The Labour leadership is getting its U-turns in early.
Labour is not going to wait two years to the next election before it backs off from commitments to poor and working class people.
Shadow chancellor Ed Balls has announced that Labour would accept the Tories’ spending limits for at least the first year of any Labour government.
He talked of “iron discipline” and “big and painful choices” for “a tough deficit reduction plan”.
All this sounds dismally familiar to millions struggling to survive under the Tories’ austerity attacks.
One of the cuts they would make is to pensioners’ winter fuel allowance for elderly people on higher incomes.
We are told that the imposition of austerity is the only way to get the country out of crisis. So it might seem sensible to stop wealthy people receiving a benefit.
But this move is an attack on the fundamental principle of universal benefits on which the welfare state was established.
It’s a principle that Balls was proudly declaring his support for as recently as January, saying “Universal benefits are an important bedrock of our society.”
Universal benefits reach more people who are entitled to receive help than any means tested benefits and they cost less to administrate.
Many people balk at filling out complicated forms and so get put off claiming money they should receive. Or they feel shame in asking for support.
Yet benefits should be seen as something that everyone can receive because we all pay into the system at different times.
There should be no feeling of shame in accepting them.
Cutting an allowance from some pensioners undermines the basis of the welfare state.
The people who most rely on the welfare state are the poorest in society.
Balls is trying to prove to the ruling class that Labour is fit to govern. Ed Miliband is set to follow up with a speech of his own this week.
Tony Blair and Gordon Brown did the same five months before the 1997 election when they committed to sticking to Tory spending targets.
They all want the bosses to see Labour as a safe pair of hands to look after the economy.

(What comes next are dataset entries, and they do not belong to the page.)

PR #988, opened 2018-02-20
FIX/TST: Accept one_1d_step or one_nd_step-like signatures in per_step.

danielballan:
This fixes a regression in the backward compatibility of `scan`. If
a user passes in a ``per_step`` parameter with has a 1D signature
(a signature like ``one_1d_step``) this PR uses a local "adapter"
function to translate this into ``one_nd_step``.

It also adds validation and user-friendly error messages in the event
that the ``per_step`` parameter provided by the user does not have one
of the expected signatures.

There is still a potential for breaking user code: we now insist that
the parameter *names* in ``per_step`` functions match the ones we expect
-- either ``one_1d_step`` and ``one_nd_step``. Before, users could technically
get away with a ``per_step`` function that had different parameter names
because we called the ``per_step`` function with positional arguments.
However, I think it is fair to assert that we always had the right to pass in
the arguments by keyword, i.e. to require that when we specify an "expected
signature" that this includes the names. So I would not consider this an
API break.

### DIFF
--- a/bluesky/plans.py
+++ b/bluesky/plans.py
@@ -1,4 +1,5 @@
 import sys
+import inspect
 from itertools import chain
 from functools import partial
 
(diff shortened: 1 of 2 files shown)


teddyrendahl:
Looks good. Thanks for taking the time to make succinct error messages. In my opinion, one of the hardest parts of learning to use`bluesky` is that tracebacks can be very obscure.

danielballan:
Agreed. We've heard that feedback from a couple directions, and I think it's probably the most important general area of development in bluesky and ophyd at this point.

PR #990, opened 2018-02-21
First test of a streaming trigger and read

jrmlhermitte:
(Not meant to be merged, meant for discussion)
We have a case, where a beamline wants access to their datum (filename of data) before data has been written. This would help save time as their data can come from a long (30min) acquisition of a time series.

A solution to this, as @danielballan mentioned is to have read() come before wait().
Could it be a good idea to have this within the `trigger_and_read` plan stub?
Another option is to add a read before and after the wait explicitly (no checking for a `streaming_data` bool etc).


jrmlhermitte:
oops this was wrong. i had the wrong branch... closing this and opening the correct one...

PR #993, opened 2018-02-23
Added read_streaming method

jrmlhermitte:
## Description
A discussion on extending `read` to work more efficiently with 'streaming' devices. A 'streaming' device is defined to be a device that can return information on where to retrieve its data before it has completed filling it. This then would allow a user to read their data before their device has finished filling their data.

A simple example is getting the filename of an image time series that a detector has not completed in filling (for example: during long acquisitions).

## Motivation
We have a case, where a beamline wants access to their datum (filename of data) before data has been written. This would help save time as their data can come from a long (30min) acquisition of a time series.

This is a result from discussion with @danielballan .
The idea is that two event streams should be emitted: a 'stream_primary' and 'primary' event stream.
In the event that the stream_primary contains no events, nothing (including a descriptor) should be emitted.

## How to test this
```py3
from databroker import Broker
from bluesky import RunEngine
from ophyd.sim import img, det1, det2, NumpySeqHandler


db = Broker.from_config(temp_config())
img.reg = db.reg

RE = RunEngine({})

RE.subscribe(db.insert)
# convienently print docs in some way
def print_doc(name, doc):
    print("Got document {}\n".format(name))
    print("Contents : {}\n".format(doc))
RE.subscribe(print_doc)


uid, = RE(count([img, det1, det2]))
```

NOTE : this description has been strongly edited. Here are some old comments which I believe are not so relevant anymore:

The idea for this will be to have an object such as
```py
class MyOphydObj(Device):
    ...
    def read(self):
        return ...# a filename
    def read_streaming(self):
        return ... # filename
obj = MyOphydObj()
```
The `read` message will eventually call `obj.read()` and the `read_streaming` message will eventually call `read_streaming`, generating events for both in separate streams.


bluesky/plan_stubs.py
```diff
@@ -743,6 +748,12 @@ def inner_trigger_and_read():
             if hasattr(obj, 'trigger'):
                 no_wait = False
                 yield from trigger(obj, group=grp)
+        yield from create(streaming_name)
+        for obj in devices:
+            reading = (yield from read_streaming(obj))
+            if reading is not None:
+                ret.update(reading)
+        yield from save()
```
danielballan: In case anyone else wonders...

I had to remind myself what happens if we 'create' and 'save' with no 'read' messages between. The RunEngine just treats that as a no-op. (So this code block behaves fine if no devices implement `read_streaming`.)

bluesky/plan_stubs.py
```diff
@@ -743,6 +748,12 @@ def inner_trigger_and_read():
             if hasattr(obj, 'trigger'):
                 no_wait = False
                 yield from trigger(obj, group=grp)
+        yield from create(streaming_name)
+        for obj in devices:
+            reading = (yield from read_streaming(obj))
```
danielballan: I guess a `read_streaming` plan stub needs to be defined also, before tests are added.

bluesky/plan_stubs.py
```diff
@@ -743,6 +748,12 @@ def inner_trigger_and_read():
...
+            if reading is not None:
+                ret.update(reading)
```
danielballan: I guess there is no point in capturing these results because we capture redundant results below. If these reading are different than the later readings something is broken. Perhaps, if anything, we should collect these results separately and asset that the subsequent readings are equal.

bluesky/plan_stubs.py
jrmlhermitte: yep, thanks for writing this, found it by reading `_save` before writing this :)

bluesky/plan_stubs.py
jrmlhermitte: oh yes, you're right... forgot to yield a `Msg`...thanks!

bluesky/plan_stubs.py
jrmlhermitte: yes you're right, these are returned results. i copied and pasted without looking in depth... :-|

bluesky/plan_stubs.py
```diff
@@ -748,15 +768,19 @@ def inner_trigger_and_read():
             if hasattr(obj, 'trigger'):
                 no_wait = False
                 yield from trigger(obj, group=grp)
+        # read from the streaming devices
         yield from create(streaming_name)
         for obj in devices:
             reading = (yield from read_streaming(obj))
```
danielballan: No need to assign `yield from read_streaming(obj)` to a variable now that it isn't used.

danielballan:
Reflecting on this, it's been bothering me a little that we seem to accumulating a large number of methods named `read_*`. Two was OK; three is starting to make me worry that we may not be done yet and we could end up with an unwieldy number of these. While I was mulling this over, @tacaswell hit me up on Slack with this same concern, independently.

When I think about the difference between `read_streaming()` and `read()`, it doesn't seem like the same _kind_ of distinction as the one between `read_configuration()` and `read()`. When we `read_streaming()` we aren't asking for a _different_ set of fields; we're asking for a (possibly empty) _subset_ of fields from `read()` that are safe to read eagerly. The plan is asking the Device for a new kind of information to help it generalize over the Devices that can stream, Devices that cannot stream, and mixtures thereof. Because this is different in kind from the distinction between `read()` and `read_configuration()`, that suggests we should be employing a different language feature.

Instead of:

```
if hasattr(obj, 'read_streaming'):
    ret = obj.read_streaming()
```

what about:

```
try:
    ret = obj.read(streaming=True)
except TypeError:
    # This method did not expect the keyword argument 'streaming'.
    pass
```

tacaswell:
It might also be worth considering adding the expectation that if you pre-maturely call `read` on a device with `streaming=False` that is not ready to be read (that is you have not waited for the trigger to report that it is done) it will raise an exception.   Moves a bit of state down into the device (if it is currently acquiring) and surfaces parts of that back to the plan (via an exception) if the plan does something wrong.

jrmlhermitte:
how about `streaming_attrs`? I think this makes more sense.

danielballan:
I agree we should have `streaming_attrs`. That doesn't solve the whole problem, because `.*_attrs` only specifies one level in the hierarchy. For example, `eiger4m.streaming_attrs` will be `['hdf5']` but we also need to know the contents of `eiger4m.streaming_attrs.hdf5` and so on. The `read_*` functions walk that tree. We could conceivable ask the _plans_ to walk that tree, but since we already have a pattern for that it seems natural to reuse it. (Currently, the `.*_attrs` are an ophyd implementation detail, not actually touched by bluesky at all.) Does that make sense?

jrmlhermitte:
oops i deleted my comment too fast. i agree for the same reason. i need to think about it when i can sit down at a computer :-D
I think it's worth thinking about this, and it may touch flyers as well. For ex: `read(type=flyer)` `read(type='streamer')` etc. will write later

My old comment was something like:
> How about `streaming_attrs`?

klauer:
I don't like this section of code as catching `TypeError` can mask other issues:
```python
try:
    ret = obj.read(streaming=True)
except TypeError:
    # This method did not expect the keyword argument 'streaming'.
    pass
```

To keep the same functionality, I would suggest using `inspect.signature` to see if the kwarg exists instead.

danielballan:
What we are trying at CHX:

```py
class EigerBase(...):
    def read(streaming=False):
        if streaming:
            key = self._image_name  # this comes from the SingleTrigger mixin
            return {key: super().read()[key]}
        else:
            return super().read()
```

jrmlhermitte:
@klauer, @danielballan helped me address your comment. very good idea, thanks for the keen eye!

jrmlhermitte:
Some changes were necessary (this is a work in progress):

This means vowing to hammer the poor.
Yet Labour would win more votes among its working class supporters if it promised to defy the Tories’ austerity plans.
We can’t wait for the next election or rely on Labour to stop austerity.
We will only stop it by fighting back through mass strikes and around campaigns such as the bedroom tax.
Labour should be supporting resistance to the Tories’ assault, not promising to continue it.